I am not able to register as a jobseeker because I haven't actually worked here in the UK before. I am honestly applying for jobs, but w/my husband's income I am under no "pressure" to find a job immediately and rather want to find the right fit given my experience and background. I have sent my CV to recruitment agencies, had meetings w/them, have been added to the casual register of a company here in the UK and been invited for interviews, etc 

Does anyone have any advise/thoughts on what he can do?


----------



## Joppa (Sep 7, 2009)

He could have applied with your status as self-sufficient (being supported by his income), in which case you both need comprehensive sickness insurance.
It's very difficult to get residence card if the EEA partner is looking for a job, as after 3 months in UK, you are supposed to be exercising treaty rights by working, studying or being self-sufficient. 

There shouldn't be problems getting another EEA family permit in US, which I recommend over trying to get code 1A stamp at the border.

Once you find a job - even part-time (min 15 hours/week), he can apply for his residence card. Or if in the meantime his Italian citizenship comes through, he just needs to get Italian passport.


----------



## comma (Feb 23, 2014)

Thank you Joppa!

I can't find any info/literature/etc o any site about receiving a second EEA FP (is it legal, do they allow/offer it). Any idea if this ever happens? 

Also, in the EEA FP application, they ask if you've ever been denied a UK visa.
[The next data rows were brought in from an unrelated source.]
PR #3054, opened 2022-11-07
added GPS by Ayutac

Ayutac:
crafted with basic display over a compass. use to show coordinates.

Tested, works.


src/main/java/techreborn/items/GpsItem.java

Since my husband's application for a residency permit was denied (assume Visa and Permit need to be considered the same on the EEA FP permit), will they automatically deny him another EEA FP?

Also, since he already registered his biometrics when he applied for the first EEA FP, will he have to submit them again, or will they already have them on file?

I realise these questions may be outside your experience, but your thoughts are much appreciated.

Thank you!


----------



## Joppa (Sep 7, 2009)

Yes, very often.
No, they won't, and they aren't allowed to under EU rules.
Yes, fresh biometrics each time.
No, I have come across similar cases many times before.


----------



## comma (Feb 23, 2014)

Hello - another question if I could...

Started the visa application process online. Any thoughts on which type of visa/entry he should go for? There is the 6 month EEA Family Permit but also the (Family) multiple Visa valid for 6 months.

We are confused about the difference and not sure which to go for as our circumstances seem to fit both options. Is one "easier" to get approved for than the other? 

1. (Family) Single, double and multiple, valid up to 6 months

2. EEA Family Permit

Again, he would only really need either visa for the next 2 months to enter and exit the UK legally while we wait to get his Italian passport. 

He will travel back to the US in next month and if needed, I can go with him (as is needed w/the first entry if we go for the EEA FP).


----------



## Joppa (Sep 7, 2009)

EEA family permit on the strength of your Italian nationality.
As you have been in UK longer than 3 months, he should apply on the basis of your self-sufficiency, i.e. being supported by his job and earnings.
You don't have to go to US with him.


----------



## comma (Feb 23, 2014)

Joppa said:


> EEA family permit on the strength of your Italian nationality.
> As you have been in UK longer than 3 months, he should apply on the basis of your self-sufficiency, i.e. being supported by his job and earnings.
> You don't have to go to US with him.



Thank you again for all of the advise, SUCH an incredible help. 


Under EEA National section, passport info, will list "Economically Self Sufficient." 

1. However, will we have to get CSI for this option? Do we need to provide bank statements or my husband's US pay receipts, etc?

2. for the question "EEA National Registration Certificate number for EEA National?" I don't have one of these - is this required? I only have my Italian passport and not sure what this is. 

3. Do you intend to live with the EEA National permanently?
My husband will be traveling back and forth from the US to UK as he works in the US. However, yes, he will intend to live 80% of the time with me while in the UK, should this be a YES?

Thank you in advance!


----------



## Joppa (Sep 7, 2009)

1. Yes for both of you, throughout the period you have been self-sufficient.
2. No, but getting it at the same time as your partner's residence card may speed it up.
3. Just answer yes.


----------



## comma (Feb 23, 2014)

Joppa said:


> 1. Yes for both of you, throughout the period you have been self-sufficient.
> 2. No, but getting it at the same time as your partner's residence card may speed it up.
> 3. Just answer yes.




Ok - thank you. We don't currently have CSI. Can I get it now for the both of us and then send it the policy info? Does this have to be a UK-based insurance or can it be through a US company?


----------



## karen_cisneros (May 1, 2015)

wondering if you got questions to these:

Any recommendations for CSI companies??? Does this have to be a UK-based insurance? Can I get it now for the both of us and then send it the policy info?


----------



## Joppa (Sep 7, 2009)

BUPA and AXA are main providers of private health insurance. Make sure any policy you buy meets the requirements for CSI. Budget around £500 a year per person.


----------